Humor is a good place to start when programming chat bot dialogue. The easiest kinds of things your bot can do is one-liners. If your bot is being judged on its humanity, the one-liner may be thought of as a non-sequitur. So there is a real art to balancing jokes with informative answers. Some of the most well developed bots like El Bot, and Eugene Goostman are able to weave jokes into a dialog about their background stories.
As to how to go about learning how to write dialogue for the bot, you’ll have to find a platform that allows you the mechanisms you want to control. AIML has several variations, and has been around the longest, so it has versions that you can just start up and use on the web like Pandorabots.com, or if you want to make your own server and get into some more technical aspects, Program O is good. I have used both for different purposes.
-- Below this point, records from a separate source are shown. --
PR #341, opened 2016-10-31
fixes #287: adds support for falsey primitive values when using Objec…

### LINKED ISSUE #287: 0 (Zero) values are not supported
if you have an items array like this `[{value: 0, label: 'pls support me'}, {value: 1, label: 'I am supported'}]` the `vaadin-combo-box` is bugging around when you want to select the item with the value 0.

I know there shouldn't be Entries in the Database with the ID 0, but it's an existing one so I can't change it.

Simple fix for this:

in the vaadin-combo-box-behavior.html on line 483 replace this function with this Code:

```
    _indexOfValue: function (value, items) {
          items = items || this.items;
          if (items) {
            for (var i = 0; i < items.length; i++) {
              if (String(this._getItemValue(items[i])) === String(value)) {
                return i;
              }
           }
         }

       return -1;
    },
```

this will also support null values (if you want that)

I can't do a pull request because i already have another change on my fork.

samiheikki:
…ts as Items

Primitives 0, -0 and false are now acceptable as values for the <vaadin-combo-box>. Example:

```
items = [ { value: 0, label: "zero" }, { value: false: "false" } ];
```

fixes #287: adds support for falsey primitive values - review fixes

- addresses the 6 comments in the pull request review
- adds explicit support for empty string values
- ensures that values like 0 and '0' are considered different (i.e. a number and a string representation of the same number)

---
This change is [Reviewable](https://reviewable.io/reviews/vaadin/vaadin-combo-box/341)

### DIFF
--- a/docs/vaadin-combo-box-objects.adoc
+++ b/docs/vaadin-combo-box-objects.adoc
@@ -20,6 +20,14 @@ var combobox = document.querySelector('vaadin-combo-box');
 combobox.items = [{ label: 'Display Value', value: 'Actual Value' }];
 ----
 
+The [propertyname]#value# property of the Object can hold String, Number or a Boolean primitive values. All truthy values as well as 0, -0 and false are supported. All other falsey values are not supported (such as NaN, undefined, null).
+
+[source,javascript]
+----
+var combobox = document.querySelector('vaadin-combo-box');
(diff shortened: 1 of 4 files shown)


Saulis:
Closed with 1cc8d72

ChatScript is a newer technology and is very versatile at the cost of being in development, so if you enjoy learning new programming techniques, it might be the one for you. The bot is written in C++, but the dialogue is ChatScript. One difference is that AIML script is an XML language, and ChatScript has its own syntax that is more free form.
Some of the older bots do not separate data from processing, they are programmed in Java or Visual Basic, and so on. I would recommend something where you don’t have to recompile every change that you make. Even so, the script you use will need to be reloaded to incorporate your new material.